Problem to solve => Please transcribe the data exactly, with nothing left out.

Records for the task =>
PR #6505, opened 2020-10-13
support genesis waypoint

zekun000:
## Motivation

(Write your answer here.)

## Test Plan

## Related PRs

### DIFF
--- a/libra-node/src/lib.rs
+++ b/libra-node/src/lib.rs
@@ -248,10 +248,10 @@ pub fn setup_environment(node_config: &NodeConfig, logger: Option<Arc<Logger>>) 
         Arc::clone(&libra_db),
     );
 
-    let waypoint = node_config.base.waypoint.waypoint();
+    let genesis_waypoint = node_config.base.waypoint.genesis_waypoint();
     // if there's genesis txn and waypoint, commit it if the result matches.
     if let Some(genesis) = get_genesis_txn(&node_config) {
-        maybe_bootstrap::<LibraVM>(&db_rw, genesis, waypoint)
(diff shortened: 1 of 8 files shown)


libra-node/src/lib.rs
```diff
@@ -384,7 +384,7 @@ pub fn setup_environment(node_config: &NodeConfig, logger: Option<Arc<Logger>>)
         Arc::clone(&db_rw.reader),
         chunk_executor,
         &node_config,
-        waypoint,
+        genesis_waypoint,
```
davidiw, line 387: I guess longer term ... if we want... this could be the real waypoint, but whatever

davidiw (commented):
Couple other places:

https://github.com/libra/libra/blob/master/docker/compose/public_full_node/public_full_node.yaml
https://github.com/libra/libra/blob/master/config/src/config/test_data/
https://github.com/libra/libra/blob/master/testsuite/cluster-test/src/cluster_builder.rs#L410

cc: @mgorven could you help on the partners side?

davidiw:
btw thanks for tackling this

libra-node/src/lib.rs
zekun000: yeah I was thinking if I want to use waypoint or just this, but since every time insert-waypoint will change both I don't think it matters.

LSR shouldn't be able to change the waypoint to a future value unless something weird happens (db wiped)

davidiw (approved):

zekun000:
> So the validator and fullnode will only read genesis-waypoint, and LSR will only read and write waypoint?

yes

Final answer =>
PR #6505, opened 2020-10-13
support genesis waypoint

zekun000:
## Motivation

(Write your answer here.)

## Test Plan

## Related PRs

### DIFF
--- a/libra-node/src/lib.rs
+++ b/libra-node/src/lib.rs
@@ -248,10 +248,10 @@ pub fn setup_environment(node_config: &NodeConfig, logger: Option<Arc<Logger>>) 
         Arc::clone(&libra_db),
     );
 
-    let waypoint = node_config.base.waypoint.waypoint();
+    let genesis_waypoint = node_config.base.waypoint.genesis_waypoint();
     // if there's genesis txn and waypoint, commit it if the result matches.
     if let Some(genesis) = get_genesis_txn(&node_config) {
-        maybe_bootstrap::<LibraVM>(&db_rw, genesis, waypoint)
(diff shortened: 1 of 8 files shown)


libra-node/src/lib.rs
```diff
@@ -384,7 +384,7 @@ pub fn setup_environment(node_config: &NodeConfig, logger: Option<Arc<Logger>>)
         Arc::clone(&db_rw.reader),
         chunk_executor,
         &node_config,
-        waypoint,
+        genesis_waypoint,
```
davidiw, line 387: I guess longer term ... if we want... this could be the real waypoint, but whatever

davidiw (commented):
Couple other places:

https://github.com/libra/libra/blob/master/docker/compose/public_full_node/public_full_node.yaml
https://github.com/libra/libra/blob/master/config/src/config/test_data/
https://github.com/libra/libra/blob/master/testsuite/cluster-test/src/cluster_builder.rs#L410

cc: @mgorven could you help on the partners side?

davidiw:
btw thanks for tackling this

libra-node/src/lib.rs
zekun000: yeah I was thinking if I want to use waypoint or just this, but since every time insert-waypoint will change both I don't think it matters.

LSR shouldn't be able to change the waypoint to a future value unless something weird happens (db wiped)

davidiw (approved):

zekun000:
> So the validator and fullnode will only read genesis-waypoint, and LSR will only read and write waypoint?

yes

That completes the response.